It’s the start of the academic year here in Thailand and I’ve been dusting off some activities from last year for a second year. I think it’s great to revisit lessons you planned before and see things in a new light.
It dawned on me why some games always go down really well with all ages and levels. I was playing Happy Holidays from Games for Vocabulary Practice.
Here’s how it works:
- All players have an adventure holiday location. In the middle of the table you have a pile of adventure holiday items on little cards.
- Learners take turns to explain why the items are useful to them on their holiday, and if they manage to convince the other players, they keep it.
- The player with the most cards wins.
Sounds pretty dull, right? But the fun starts as soon as a card comes up that definitely doesn’t match the player’s location, like skis on a desert island, and the player has to come up with a convincing reason for taking it. I realised that most of my (and my learners’) favourite controlled practice games are based on this principle of incongruity. Here are just a few others…
- Ask learners to write an activity using the -ing form, eg. ‘drinking tea’, ‘cleaning the toilet’, on little blue cards. Encourage imagination!
- Ask learners to write a prepositional phrase like ‘under a bridge’, ‘on the moon’, etc. on little green cards.
- Place all the cars face-down on the table. Demo having a telephone conversation with a learner using your mobile phone as a prop, then learners do the same:
A: Hi, where are you?
B: [picks up green card] I’m just at the dentist’s.
A: Oh, right. Are you ok?
B: [picks up blue card] Yeah, I’m fine, I’m just eating spaghetti with meatballs.
B: Yeah, umm, my dentist is a really good cook. How about you?
A change of plan
When you know that incongruity is silly, funny and more motivating than dull controlled practice activities, you can make your own. Here is on I made a while back on the DipTESOL.
I was focusing on ‘was/were going to’ and functional expressions for talking about a change of plan, eg. ‘This morning, I was going to…, but unfortunately…, so I… instead.’.
I made 2 lots of cards: activities and hitches. Learners pick up a card to set the scene, then another for the hitch, and make up their own ending.

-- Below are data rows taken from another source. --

Issue #315, opened 2023-08-29
OpenTofu Support


cameronattard:
**Is your feature request related to a problem? Please describe.**
Per https://opentf.org/announcement, a new fork of Terraform, OpenTF is being created.

**Describe the solution you'd like**
Allow using `tfswitch` to install and manage OpenTF versions in addition to Terraform versions.

nitrocode:
Wouldn't something like the `--mirror` flag work for opentf ?

https://github.com/warrensbox/terraform-switcher#use-custom-mirror

roni-frantchi:
> Wouldn't something like the --mirror flag work for opentf ?

Hey @nitrocode - not quite.  
Although we are looking to be fully compatible with legacy Terraform, the binary name, command (`terraform` vs `opentf`) are all going to be different.

nitrocode:
Same issue that affects listing versions in mirrors will also affect opentofu since there isn't a single non-paginated url containing every opentofu release.

Related issue
- https://github.com/warrensbox/terraform-switcher/issues/311

nitrocode:
An option might be to switch from downloading terraform releases from the hashicorp page and download instead directly from github. Then it would be fairly simple to download the files from opentofu instead. The version check would then have to hit the github rest api or have an index url file passed in as an argument.

https://github.com/opentofu/opentofu/releases
https://github.com/hashicorp/terraform/releases

nitrocode:
I made a page here that seems to line up similar to the terraform release page

https://nitrocode.github.io/opentofu/

nitrocode:
We'll probably need a way of overriding the `versionPrefix` since opentofu's prefix is `tofu_`

It might also be nice to override the rest of these too.

https://github.com/warrensbox/terraform-switcher/blob/d7dfd1b44605b095937e94b981d24305b858ff8c/main.go#L40-L49

MatthewJohn:
I'm interested in this issue, as we use tfswitch (or terraform-switcher ;) ) in Terrareg.

Once concern I could imagine is that, you're using Hashicorp's HCL library for obtaining the constraint from a `terraform {}` block: https://github.com/warrensbox/terraform-switcher/blob/d7dfd1b44605b095937e94b981d24305b858ff8c/main.go#L433

[...]

PR #435, opened 2024-05-26
OpenTofu support and JSON recentFile support

MatthewJohn:
Issue #315

https://github.com/warrensbox/terraform-switcher/discussions/434


lib/symlink.go
```diff
@@ -89,9 +89,9 @@ func CheckSymlink(symlinkPath string) bool {
 }
 
 // ChangeSymlink : move symlink to existing binary
-func ChangeSymlink(binVersionPath string, binPath string) {
+func ChangeSymlink(product Product, binVersionPath string, binPath string) {
```
MatthewJohn, line 92: This breaks a public method

lib/files.go
```diff
@@ -49,7 +45,7 @@ func CheckFileExist(file string) bool {
 
 // Unzip will decompress a zip archive, moving all files and folders
 // within the zip file (parameter 1) to an output directory (parameter 2).
-func Unzip(src string, dest string) ([]string, error) {
+func Unzip(src string, dest string, fileToUnzip string) ([]string, error) {
```
MatthewJohn, line 48: This breaks a public method *and* it's being used!
https://github.com/hazelops/ize/blob/97d7c0e48f116054b7493dfcaa15bd0460bae016/internal/terraform/local.go#L274

lib/products.go
```diff
@@ -0,0 +1,151 @@
...
+			PublicKeyId:    "72D7468F",
+			PublicKeyUrl:   "https://www.hashicorp.com/.well-known/pgp-key.txt",
+		},
+	},
+	OpenTofuProduct{
+		ProductDetails{
+			ID:                    "opentofu",
+			Name:                  "OpenTofu",
+			DefaultMirror:         "https://get.opentofu.org/tofu",
+			DefaultDownloadMirror: "https://github.com/opentofu/opentofu/releases/download",
```
MatthewJohn, line 122: This cannot currently be overriden.
If we do allow it, it's not (currently) used by Terraform.
But, if it is, then the "default download mirror" URL would need to default to releases.hashicorp.com for Terraform and Github got OpenTofu.
However, since they have different layouts:
 * terraform/1.0.0/terraform_1.0x
 * tags/v1.0.0/tofu/
We'd need to make it clear how someone would create their own mirror if they wish to host them!

lib/list_versions.go
```diff
@@ -14,15 +14,7 @@ type tfVersionList struct {
...
-// getTFList :  Get the list of available terraform version given the hashicorp url
-func getTFList(mirrorURL string, preRelease bool) ([]string, error) {
-	logger.Debugf("Get list of terraform versions")
-	result, err := getTFURLBody(mirrorURL)
-	if err != nil {
-		return nil, err
-	}
-
-	var tfVersionList tfVersionList
+func getVersionsFromBody(body string, preRelease bool, tfVersionList *tfVersionList) {
```
yermulnik, line 17: Just a wild suggestion: would it make sense to employ a HTML parsing lib (e.g. `net/html` or similar) to parse HTML? 🤔 
Might probably be a scope for standalone PR though.

lib/param_parsing/parameters.go
```diff
@@ -43,10 +54,12 @@ func GetParameters() Params {
...
 	getopt.StringVarLong(&params.LogLevel, "log-level", 'g', "Set loglevel for tfswitch. One of (INFO, NOTICE, DEBUG, TRACE)")
-	getopt.StringVarLong(&params.MirrorURL, "mirror", 'm', "install from a remote API other than the default. Default: "+lib.DefaultMirror)
+
+	getopt.StringVarLong(&params.MirrorURL, "mirror", 'm', "install from a remote API other than the default. Default (based on product):\n"+strings.Join(defaultMirrors, "\n"))
 	getopt.BoolVarLong(&params.ShowLatestFlag, "show-latest", 'U', "Show latest stable version")
 	getopt.StringVarLong(&params.ShowLatestPre, "show-latest-pre", 'P', "Show latest pre-release implicit version. Ex: tfswitch --show-latest-pre 0.13 prints 0.13.0-rc1 (latest)")
 	getopt.StringVarLong(&params.ShowLatestStable, "show-latest-stable", 'S', "Show latest implicit version. Ex: tfswitch --show-latest-stable 0.13 prints 0.13.7 (latest)")
+	getopt.StringVarLong(&params.Product, "product", 'q', fmt.Sprintf("Specifies which product to use. Ex: `tfswitch --product terraform` will install Terraform. Options: (%s)", strings.Join(productIds, ", ")))
```
yermulnik, line 62: Assuming Terraform is what we install by default (when this arg is not provided), I'd suggest to 1) mention this defaults to Terraform and 2) provide example with OpenTofu instead.

Also while I'm amid the review process, I'll just leave this question here (apologies if I'll find answer down the changeset from this PR): is it possible to specific default Product using TOML file? I guess this would be handy.

lib/param_parsing/parameters.go
```diff
@@ -73,6 +86,14 @@ func GetParameters() Params {
 		logger.Fatalf("Error parsing configuration file: %q", err)
 	}
 
+	// Set defaults based on product
+	product := lib.GetProductById(params.Product)
+	if product == nil {
+		logger.Fatalf("Invalid product: " + params.Product)
```
yermulnik, line 92:
```suggestion
		logger.Fatalf("Invalid \"product\" configuration value: %q", params.Product)
```

lib/param_parsing/parameters.go
```diff
@@ -43,10 +54,12 @@ func GetParameters() Params {
 	getopt.StringVarLong(&params.LatestStable, "latest-stable", 's', "Latest implicit version based on a constraint. Ex: tfswitch --latest-stable 0.13.0 downloads 0.13.7 and 0.13 downloads 0.15.5 (latest)")
 	getopt.BoolVarLong(&params.ListAllFlag, "list-all", 'l', "List all versions of terraform - including beta and rc")
 	getopt.StringVarLong(&params.LogLevel, "log-level", 'g', "Set loglevel for tfswitch. One of (INFO, NOTICE, DEBUG, TRACE)")
-	getopt.StringVarLong(&params.MirrorURL, "mirror", 'm', "install from a remote API other than the default. Default: "+lib.DefaultMirror)
+
```
yermulnik, line 57: nit: why empty line?

lib/products.go
```diff
@@ -0,0 +1,151 @@
...
+	return p.VersionPrefix
+}
+func (p TerraformProduct) GetExecutableName() string {
+	return p.ExecutableName
+}
+func (p TerraformProduct) GetArchivePrefix() string {
+	return p.ArchivePrefix
+}
+func (p TerraformProduct) GetArtifactUrl(mirrorURL string, version string) string {
+	return fmt.Sprintf("%s%s", mirrorURL, version)
```
yermulnik, line 59: This assumes `mirrorURL` is always suffixed with `/`, right?
Would it make sense to 1) trim trailing slash (if any) and 2) use `%s/%s` instead to ensure we glue URL parts together correctly? 🤔

lib/products.go
```diff
@@ -0,0 +1,151 @@
...
+	TerraformProduct{
+		ProductDetails{
+			ID:             "terraform",
+			Name:           "Terraform",
+			DefaultMirror:  "https://releases.hashicorp.com/terraform",
+			VersionPrefix:  "terraform_",
+			ExecutableName: "terraform",
+			ArchivePrefix:  "terraform_",
+			PublicKeyId:    "72D7468F",
+			PublicKeyUrl:   "https://www.hashicorp.com/.well-known/pgp-key.txt",
```
yermulnik, line 114: Thoughts aloud: would really love this two to be overridable by cmdline args. Or maybe an option to turn off GPG verification. For use cases where user wants to use their own mirror with repacked archives.

lib/products.go
```diff
@@ -0,0 +1,151 @@
...
+}
+
+func GetAllProducts() []Product {
+	return products
+}
+
+func getLegacyProduct() Product {
+	product := GetProductById(legacyProductId)
+	if product == nil {
+		logger.Fatalf("Default product could not be found")
```
yermulnik, line 148: Trailing `f` in `logger.Fatalf` seems to be not needed.

lib/symlink.go
yermulnik: As I already commented above, maybe have a fallback for Product to provide backward compatibility? 🤔

main.go
```diff
@@ -31,6 +31,13 @@ var version string
 
 func main() {
 
+	product := lib.GetProductById(parameters.Product)
+	if product == nil {
+		fmt.Printf("Invalid product specified")
```
yermulnik, line 36: Trailing `f` in `fmt.Printf` seems redundant.
Also maybe print out available values right away to ease user's experience?

main.go
```diff
@@ -31,6 +31,13 @@ var version string
...
+		lib.UsageMessage()
+		os.Exit(0)
```
yermulnik, line 38: It's probably a matter of personal preference, though I think it is odd to exit successfully on invalid user input.

lib/download.go
```diff
@@ -12,14 +12,17 @@ import (
 
 // DownloadFromURL : Downloads the terraform binary and its hash from the source url
 func DownloadFromURL(installLocation, mirrorURL, tfversion, versionPrefix, goos, goarch string) (string, error) {
+	product := getLegacyProduct()
```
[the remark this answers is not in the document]
MatthewJohn: I was going to say the following, but your point about tfswitch being for terraform is certainly changing how I saw it :D 

My original thinking process was that the "legacy" aspect was purely for the external methods that I was trying to deprecate and replace with those that take a product.
If (assuming we're generally happy about the new methods) wanted to keep both version around for the long-term, then I agree.. but this is where "legacy" came from.
The "main" execution path (at least, from the cmd PoV) doesn't use this and uses the GetProductById methods

lib/list_versions.go
```diff
@@ -33,13 +25,27 @@ func getTFList(mirrorURL string, preRelease bool) ([]string, error) {
...
 	}
+	for _, match := range matches {
+		trimstr := strings.Trim(match, "/\"") //remove '/' or '"' from /X.X.X/" or /X.X.X"
+		tfVersionList.tflist = append(tfVersionList.tflist, trimstr)
+	}
+}
+
+// getTFList :  Get the list of available terraform version given the hashicorp url
+func getTFList(mirrorURL string, preRelease bool) ([]string, error) {
+	logger.Debugf("Get list of terraform versions")
```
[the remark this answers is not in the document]
MatthewJohn: hmm, I guess "terraform" should be replaced by the product name - seems like a waste to pass the product object in just for the name (at least it's an internal function) :P

lib/param_parsing/parameters.go
MatthewJohn: > Assuming Terraform is what we install by default (when this arg is not provided), I'd suggest to 1) mention this defaults to Terraform and 2) provide example with OpenTofu instead.

Good idea - I'll do that

> Also while I'm amid the review process, I'll just leave this question here (apologies if I'll find answer down the changeset from this PR): is it possible to specific default Product using TOML file? I guess this would be handy.

Also a very good idea - I'll do this as well :)

lib/param_parsing/parameters.go
MatthewJohn: Ah, this was a refactoring thing - mirror URL had a bunch of the logic that has since been moved to L39 and I'd forgotten to clear it up

lib/products.go
MatthewJohn: Without looking (I'll take another look at the code base tomorrow morning), I saw we always prepend the trailing slash - I had at some point had the seperator here, which broke the requests because of double slashes.
I wasn't keen on it at the time, so maybe it's better to check when the URL is being used.
I'll look at cleaning this up

lib/products.go
MatthewJohn: Probably both would be good, yeh - and probably TOML support :D

lib/list_versions.go
MatthewJohn: From the discussion in #434, I'd assume (hope) that maybe we'd look at moving to the JSON endpoints for Terraform/OpenTofu (if we create a PR there) and wouldn't have a need for it.
I guess using a HML parser would also mean knowing the exact layout of the page and traversing it accordingly - as brittle as using regex on HTML to obtain the versions is, I would imagine HTML parsing it _could_ be worse in this sense?

lib/download.go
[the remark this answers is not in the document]
yermulnik: Yea, your point absolutely makes sense too =)
Given the «_was trying to deprecate and replace with those that take a product_» statement, I'd say just drop a comment to let readers know this bit is targeted to be decommissioned/replaced sooner or later and hence it's "legacy".

For me it's like "if your peer don't get it, someone else may miss the point to".

lib/list_versions.go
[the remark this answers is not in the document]
yermulnik: > I guess "terraform" should be replaced by the product name

I wasn't that thorough to understand whether this function is TF-specific or is used for the other Product to and leant to think it was the former 🤷🏻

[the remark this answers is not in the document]
yermulnik: > a waste to pass the product object in just for the name (at least it's an internal function)

This is something that user can face and I'd make it as much clear as possible for ordinary people.
Re the "waste" — is there a noticeable speed or memory penalty on passing the object?

lib/param_parsing/parameters.go
yermulnik: Apologies for the typo, I obviously meant `specify` rather than `specific`. Though this couldn't make you misinterpret for sure =) Thanks.

lib/products.go
yermulnik: Thanks.
This is actually what I try to implement always for this kind of _base_ URL values: trim trailing slash if any and append slash unconditionally then — this way I'm always sure there's no doubleslash at this place.

lib/products.go
yermulnik: And, yep, the scope of another issue/PR obviously =)

lib/list_versions.go
yermulnik: Your point makes sense to me. In spite of moving to JSON there's no point in re-factoring to HTML parsing using lib 🤝 
As for the parsing using regex vs parsing using purpose-built lib, I'd say why don't we parse JSON using regexp then? (it is possible. I tried it and it worked) =))

lib/files.go
MatthewJohn: I'm afraid I'm quite new to golang.. though I've dealt with default argument values before - I can't quite remember how (I had a feeling it was using a (without knowing a better word for it) expansion technique (`(params ...string)`).
If this is the "best" way, I guess it would need to do something like:

```
func Unzip(src string, dest, string, fileToUnzipSlice ...string) {
  fileToUnzip := "terraform"
  if len(fileToUnzipSlice) > 0 {
    fileToUnzip = fileToUnzipSlice[0]
  }
}
```
?

lib/list_versions.go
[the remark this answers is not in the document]
MatthewJohn: I'm tempted to suggest:
```
logger.Debug("Getting list of versions")
```
as this method is used by quite a few more functions and will affect even more public functions, which would need signature changes.
What do you think?

main.go
MatthewJohn: Yes, I wasn't quite sure how to handle this...
`GetParameters` already obtains the product and ensures it's not null. Ideally this should be done once - but I'm not sure if GetParameters or main should do do it

main.go
MatthewJohn: This is mostly why I used UsageMessage afterwards. Though, this functionality should _never_ be called (at least at the moment) because GetParameters already obtains the product and verifies it.(see https://github.com/warrensbox/terraform-switcher/pull/435#discussion_r1615273953).

But in this case, do you think saying `Invalid product specified by "-q"` and printing out usage would be good enough, since the usage provides the available parameters?
I wonder if there's a way to print usage, but mark as an argument as having an invalid value, so that the usage tells the user this.

lib/param_parsing/parameters.go
MatthewJohn: > Assuming Terraform is what we install by default (when this arg is not provided), I'd suggest to 1) mention this defaults to Terraform and 2) provide example with OpenTofu instead.

This is now done

> Also while I'm amid the review process, I'll just leave this question here (apologies if I'll find answer down the changeset from this PR): is it possible to specific default Product using TOML file? I guess this would be handy.

TODO

lib/param_parsing/parameters.go
```diff
@@ -43,10 +54,11 @@ func GetParameters() Params {
...
 	getopt.StringVarLong(&params.LogLevel, "log-level", 'g', "Set loglevel for tfswitch. One of (INFO, NOTICE, DEBUG, TRACE)")
-	getopt.StringVarLong(&params.MirrorURL, "mirror", 'm', "install from a remote API other than the default. Default: "+lib.DefaultMirror)
+	getopt.StringVarLong(&params.MirrorURL, "mirror", 'm', "install from a remote API other than the default. Default (based on product):\n"+strings.Join(defaultMirrors, "\n"))
 	getopt.BoolVarLong(&params.ShowLatestFlag, "show-latest", 'U', "Show latest stable version")
 	getopt.StringVarLong(&params.ShowLatestPre, "show-latest-pre", 'P', "Show latest pre-release implicit version. Ex: tfswitch --show-latest-pre 0.13 prints 0.13.0-rc1 (latest)")
 	getopt.StringVarLong(&params.ShowLatestStable, "show-latest-stable", 'S', "Show latest implicit version. Ex: tfswitch --show-latest-stable 0.13 prints 0.13.7 (latest)")
+	getopt.StringVarLong(&params.Product, "product", 'q', fmt.Sprintf("Specifies which product to use. Ex: `tfswitch --product opentofu` will install Terraform. Options: (%s). Default: %s", strings.Join(productIds, ", "), lib.DefaultProductId))
```
MatthewJohn, line 61: The reason I ended up with `-q` is that that I tried to use `-p` and `-P`, but these are already taken!
Happy for any suggestions as to a good character :) I'm also wary that `-q` is common for `--quiet`

lib/files.go
yermulnik: > I'm afraid I'm quite new to golang..

Whereas I'm a way not a Golang guy at all 🤣 But, yeah, using ellipsis looks easiest way.
I'd only say let's check the number of args to prevent consumers passing improper count of args by an accident or a human mistake. Plus an explanatory comment. Like this:
```go
// Make 3rd arg optional for backward compatibility
func Unzip(src string, dest string, fileToUnzipSlice ...string) {
  fileToUnzip := "terraform"
  if len(fileToUnzipSlice) > 1 {
    log.Fatal("Too many args")
  } else if len(fileToUnzipSlice) == 1 {
    fileToUnzip = fileToUnzipSlice[0]
  }
}
```

yermulnik: I also assume `fileToUnzip := "terraform"` would refer not `terraform` verbatim, but would be a ref to a var that holds default product's executable filename.

lib/list_versions.go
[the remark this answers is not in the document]
yermulnik: Works for me 👍🏻 Also probably adjust the comment to this function respectively. Thanks.

main.go
yermulnik: > guess, ideally, `GetParameters` would store the Product that it obtains and main wouldn't need to check

+1 👍🏻

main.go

We had some weird changes of plan, like “This morning, I was going to have a job interview, but a dog bit me, so I went on holiday instead.”
It’s fun for 5 minutes, which is about how long it takes learners to get to grips with the form and pronunciation. To give the activity more purpose, I told learners that they will feed back to the class on their funniest sentence.
One of the learners was in hysterics and went up to tell the DipTESOL observer her sentence at the end of the lesson… I’d like to say she nailed the target language after that fantastic controlled practice… But oh well, let’s just say progress isn’t always linear in language learning.
While I was watching TV…
An alternative to using cards is to write the prompts on the board and learners mime the sentences to each other. This works superbly for Past Simple and Past Continuous narrative tenses:
- Brief focus on form
- Write up a load of activities on the left of the board, eg. ‘watching TV’, ‘playing games on my mobile’, and a load of interruptions on the right, e.g. ‘heard a loud bang’, ‘monkey jumped on me’.
- Rub out and replace all the phrases with a little doodle, eliciting what to draw from the learners.
- Do a quick demo: mime an activity and an interruption and learners supply the phrase. Now learners do the same in small groups. Lots of fun.
Incongruity in more meaning-focused tasks?
I wondered whether incongruity is only useful for controlled practice. After a few seconds wondering, I came to the answer: no; it can be used in more meaningful tasks, too. Here’s what sprang to mind…
This is my take on this classic activity.
We read a great little article about estate agents advertising a house as a ‘quaint fisherman’s cottage’, when in reality it was next to a nuclear power plant! That set the scene perfectly for some persuasive writing…
- Give each pair a picture of a house, some should be lovely, some truly horrible.
- Learners write a persuasive ad to try and sell the house.
- Next learners either read their ads aloud as a pitch or just pin them up on the wall like in an estate agent’s, except without the pictures.
- Finally, each pair must decide on one house to buy.
- The incongruity comes when you finally reveal the pictures and learners see what they’ve bought. My learners were in stitches, as several of them were persuaded to buy a pile of sticks in the middle of the desert.
A picture tells a thousand words
The classic ‘make a story from the pictures’ can also rely heavily on incongruity, as you need to piece the story together from seemingly incongruous elements. Here in Thailand, everyone has a cockroach anecdote. I love to get learners to predict mine from pictures and do the same with their own anecdotes.
So just to recap, incongruity is a powerful driving force behind lots of simple TESOL games. When designing materials, it is well worth remembering this, as it can make a fairly repetitive controlled practice activity a memorable experience for everyone.
And it doesn’t need to stop with controlled practice. Teachers and materials designers can harness the principle of incongruity for all sorts of storytelling, prediction and persuasion/deception tasks.
Have you got any favourite activities that rely on incongruity? I’d love to hear them.